The Department of Health and Social Care’s consultation response follows a five-week exercise opened on 9 December 2025 and closed on 13 January 2026. The government says the change is a matter of public policy because it affects how much of the health budget goes to new treatments, and it wants elected ministers to hold that lever while NICE keeps control of the rest of its methods.
That leaves a sharper line between threshold-setting and technical appraisal work. Under the amended National Institute for Health and Care Excellence (Constitution and Functions) and the Health and Social Care Information Centre (Functions) Regulations 2013, ministers will be able to direct NICE on the standard threshold used in technology appraisal and highly specialised technology decisions, but not on the substance of guidance.
The consultation showed broad resistance to the consultation waiver.

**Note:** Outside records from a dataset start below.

Issue #3265, opened 2022-05-13
[BUG] cmake install of lammps with ML-PACE fails to install libyaml-cpp-pace.so


bernstei:
**Summary**

Following the web site instructions for cmake-based installation of the python package for LAMMPS with ML-PACE active, the module cannot be loaded because it cannot find libyaml-cpp-pace.so

**LAMMPS Version and Platform**

CentOS 7, Intel 64 bit CPU, git latest 04537c9f22b

**Expected Behavior**

`python -c "import lammps; lammps.lammps()"` runs without error

**Actual Behavior**

```
tin 1525 : env LD_LIBRARY_PATH=$HOME/.local/lib64:$LD_LIBRARY_PATH python -c "import lammps; lammps.lammps()"
libpath liblammps.so
Traceback (most recent call last):
  File "<string>", line 1, in <module>
  File "/home/cluster2/bernstei/.local/lib/python3.8/site-packages/lammps/core.py", line 151, in __init__
    self.lib = CDLL(libpath,RTLD_GLOBAL)
  File "/home/Software/python/anaconda3/lib/python3.8/ctypes/__init__.py", line 373, in __init__
    self._handle = _dlopen(self._name, mode)
OSError: libyaml-cpp-pace.so.0.6: cannot open shared object file: No such file or directory
```

**Steps to Reproduce**

compile lammps with "-D BUILD_SHARED_LIBS=ON  -D PKG_ML-PACE=ON -D LAMMPS_EXCEPTIONS=ON -D PKG_PYTHON=ON", build, then install with `cmake --install .` without root permission so it writes into ~/.local.
Run one liner above.

akohlmey:
@bernstei This is not a LAMMPS issue but due to the PACE source code which we don't maintain. A possible workaround would be to configure and install the PACE library as a standalone (shared) library and then don't use the automatic download through LAMMPS' CMake build.
@yury-lysogorskiy This is an issue of the CMake scripting that is part of the PACE library. To avoid complications with having to install many dependent shared libraries, we build them *always* as STATIC but with CMAKE_POSITION_INDEPENDENT_CODE active so that those static libs are compatible with building a shared  LAMMPS library. The support libraries are then included directly in liblammps.so (as is the PACE library) and problems like this won't show.

akohlmey:
@bernstei After looking at the pace library CMake code for yaml-cpp, there may be an easier workaround.
Please try configuring with -DYAML_BUILD_SHARED_LIBS=off
[...]

PR #3278, opened 2022-05-25
Feature/ml pace multispecies

yury-lysogorskiy:
**Summary**

* Update the version of lib-pace to  v.2021.10.25.fix2 that include:
[replace M_PI with user-defined pi const](https://github.com/ICAMS/lammps-user-pace/commit/0e70385d2c095931998312ee5cf9be77afb0ffca)  to address issue https://github.com/ICAMS/lammps-user-pace/issues/2
* BUGFIX initialization the maximum number of neighbours = 0 to avoid "bad array length" error in certain parallel computation, when no neighbours at all are found

**Author(s)**

Yury Lysogorskiy @yury-lysogorskiy 

**Licensing**

**Backward Compatibility**

**Implementation Notes**

**Post Submission Checklist**


yury-lysogorskiy:
Before merge, I would like to bugfix another issue with  `pair_style hybrid`:
Namely, the following input:
```
pair_style  hybrid pace lj/cut 10
pair_coeff  1 1 pace Alyace Al
pair_coeff  1 2 lj/cut 0.006242 3.800 10.0
pair_coeff  2 2 lj/cut 0.01032 3.405 10.0
```
will cause error `ERROR: Incorrect args for pair coefficients (src/pair.cpp:813)`

The possible solution to that (but on older version of LAMMPS) was by using:
```c++
force->bounds(FLERR, type1, atom->ntypes, ilo, ihi);
force->bounds(FLERR, type2, atom->ntypes, jlo, jhi);
```
See here https://github.com/ICAMS/lammps-user-pace/commit/5c2a66dbf6b5768e19d0b3417bf06d556e309f2a?diff=unified#diff-51dc477f3cb68d22704e4381a065e15ccd5384efb4995323c441cf93b8cbcf15R323

But in the current LAMMPS version method `force->bounds` does not exist. 
How this should be solved properly ?

akohlmey:
@yury-lysogorskiy while on the subject of issues with ML-PACE, here are some more items that I have noticed recently:
- in order to fix LAMMPS issue #3265 we need to set CMake variables to change the build options of the embedded yaml-cpp library. This triggers some warnings when running CMake now that can be suppressed by the following change:
```
--- yaml-cpp/CMakeLists.txt	2022-05-25 11:23:07.000000000 -0400
+++ yaml-cpp/CMakeLists.txt	2022-05-25 13:43:40.382473723 -0400
@@ -2,6 +2,13 @@
 cmake_minimum_required(VERSION 3.4)
 project(YAML_CPP_PACE VERSION 0.6.3 LANGUAGES CXX)
 
+# set policy to honor set variables that match option() commands
+# this allows CMake scripts that include this file as a subproject
+# to enforce option variable settings.
+if(POLICY CMP0077)
+  cmake_policy(SET CMP0077 NEW)
+endif()
+
 include(CMakePackageConfigHelpers)
 include(CMakeDependentOption)
 include(CheckCXXCompilerFlag)

```

Furthermore, you are missing an "override" keyword:
```
--- ML-PACE/ace_radial.h	2022-05-25 14:09:48.705465223 -0400
+++ ML-PACE/ace_radial.h	2022-05-25 14:11:09.522531276 -0400
@@ -222,7 +222,7 @@
      * @param radbasename  type of radial basis function \f$ g_k(r) \f$ (default: "ChebExpCos")
      */
     void init(NS_TYPE nradb, LS_TYPE lmax, NS_TYPE nradial, DOUBLE_TYPE deltaSplineBins, SPECIES_TYPE nelements,
-              vector<vector<string>> radbasename);
+              vector<vector<string>> radbasename) override;
 
     /**
      * Destructor

```

I also see a bunch or warnings with compiling with Clang 14 about hiding variable declarations by importing a namespace, about constructor initializer lists listing class members in a different order than they were defined and thus initializing them in a different order and about  implicit copy constructors with a user defined copy assignment operator (which is deprecated in recent C++ standards). Those are too many to attach them here. I compile with: `cmake -S cmake -C cmake/preset/clang.cmake -C preset/cmake/basic.cmake -D PKG_ML-PACE=on -D PKG_KOKKOS=on -B build-pace; cmake --build build-pace`

stanmoore1:
>And you would have to teach the pace pair style to correctly skip NULL type assignments. Please see pair style sw, tersoff and many others for a reference.

PACE already uses `map_element2type` and `map[type[j]]`, so it should work?

akohlmey:
> PACE already uses `map_element2type` and `map[type[j]]`, so it should work?

That is only half of what is needed. It also needs to accept NULL as mapping input in the coeff() function, skip the type to map assignment for that, and keep setflag for that pair at 0.  Right now only known elements are accepted.

stanmoore1:
I don't see that code in Tersoff, looks like that is part of `map_element2type` in the parent `pair.cpp`?

akohlmey:
> I don't see that code in Tersoff, looks like that is part of `map_element2type` in the parent `pair.cpp`?

True, but you don't even get there. The following input:
```
units metal
region box block 0 1 0 1 0 1
create_box 2 box

pair_style      hybrid lj/cut 10 pace product
pair_coeff  * * pace Cu-PBE-core-rep.ace Cu NULL
pair_coeff  * 2 lj/cut 0.01 3.0
```
errors out with:
```
LAMMPS (4 May 2022)
Created orthogonal box = (0 0 0) to (1 1 1)
  1 by 1 by 1 MPI processor grid
ACE version: 2021.10.25
Product evaluator is used
Loading Cu-PBE-core-rep.ace
Total number of basis functions
	Cu: 16 (r=1) 726 (r>1)
Mapping LAMMPS atom type #1(Cu) -> ACE species type #0
ERROR: 'NULL' is not a valid element
 (src/ML-PACE/pair_pace.cpp:330)
Last command: pair_coeff  * * pace Cu-PBE-core-rep.ace Cu NULL
```

akohlmey:
It would be straightforward to adapt the coeff() function to not try mapping any NULL type to an element, but I have no idea what that will do to the code in the pace library because it has calls like the following:
```
aceimpl->ace->element_type_mapping.init(atom->ntypes + 1);
```
So it would seem like it would have to know as well that there are types that need to be ignored.

stanmoore1:
I see, thanks for the info

yury-lysogorskiy:
Sorry for running late... 
Regarding the  dealing with NULL element name, I checked the code implemented in 866391e8305dcea0d2b9f0603971957ec02d03e1 and compare some test hybrid lammps script with our internal  (seems to be non-conventional) implementation and it gave  the same energy results. I assume the comparison test is passed.

@akohlmey Just for my understanding, neighbour list with which element types: both #1 ACE and #2 lj/cut OR only with #1 ACE - will be passed to pair_pace::compute ?

yury-lysogorskiy:
Thank you for clarification. And the selection of the atom types is happening by setting up `map[i]=mu`, where mu>=0 and non-selection by `map[i] =-1` as done here
https://github.com/lammps/lammps/commit/866391e8305dcea0d2b9f0603971957ec02d03e1#diff-c6dda17054293e16f62cf0b3720248a5cf6f99f0f5254de830c64eebd0156262R335 ?

akohlmey:
> Thank you for clarification. And the selection of the atom types is happening by setting up `map[i]=mu`, where mu>=0 and non-selection by `map[i] =-1` as done here [866391e#diff-c6dda17054293e16f62cf0b3720248a5cf6f99f0f5254de830c64eebd0156262R335](https://github.com/lammps/lammps/commit/866391e8305dcea0d2b9f0603971957ec02d03e1#diff-c6dda17054293e16f62cf0b3720248a5cf6f99f0f5254de830c64eebd0156262R335) ?

Yes, although this is in some way redundant. The mapping is already done when you call `Pair::map_element2type()`.
So we could simplify this code a bit further by looping over the "elements" array instead of the arguments (again) and set the value of "map" (again). But since we are very close to a stable release, I didn't want to change that and risk overlooking some corner case considering that I have no knowledge of the internals of the ACE library. This would be a refactor to try in a month or so after the stable release is out.

akohlmey:
@yury-lysogorskiy Please let me do some more checking. When I look at the code again, there may be a mistake that just didn't show by accident because I put the pace pair style first and then the pace element index and LAMMPS atom type are the same.

akohlmey:
Everything is fine. Just made a test by swapping types around so that I need to use `pair_coeff * * pace Cu-PBE-core-rep.ace NULL Cu` instead of `pair_coeff * * pace Cu-PBE-core-rep.ace Cu NULL` but the output is identical. So the map is correct.

yury-lysogorskiy:
@akohlmey I'm planning to fix YAML CMakeLists.txt and ML-PACE/ace_radial.h override, just give me 30min

yury-lysogorskiy:
@akohlmey Ok, I see that this is acceptable numerical instabilities. 

Then I finally push the modification in  2a054c1

akohlmey:
> @akohlmey Ok, I see that this is acceptable numerical instabilities.

Great. I feel much more comfortable now that we have discussed and checked this in detail.
Thanks for helping to sort this out. At times like this, when everybody chips in, maintaining software is the most fun. ;-)

> Then I finally push the modification in [2a054c1](https://github.com/lammps/lammps/commit/2a054c17beacbbe0a16644699b2dcb99165bb98a)

Thanks.

> Regarding clang-14, there is really too much warnings to quick fix in short time. I will take a look on it later...

Please note that this is with a high warning level (-Wextra), so most of those are harmless. But some of them look like the may spell problems with future C++ standard revisions. I would be the most concerned about the "variable shadowing" as this can lead to confusion even though in most cases it is only local and from the context it is clear to the programmer which specific entity of a variable will be used. I've seen similar things in LAMMPS where local variables or function parameters hide class members. I am somewhat obsessive about avoiding such (harmless) compiler warnings because they can lead to not noticing important warnings that indicate a bug.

Seventy-six per cent of respondents disagreed that NICE should not have to consult on procedural changes tied to a ministerial direction, while 57 per cent disagreed with limiting the power to the standard threshold and many cited concern about political pressure.
The government said the threshold change will come through secondary legislation and that the updated rules will take effect on 24 March 2026. It also said the 2024 voluntary scheme for branded medicines pricing, access and growth will be updated to reflect any threshold changes made under the new power.
The shift is limited in scope, but it gives ministers a more direct hand in the price-test that shapes market access and reimbursement expectations, while leaving NICE to defend its wider evidence-based remit.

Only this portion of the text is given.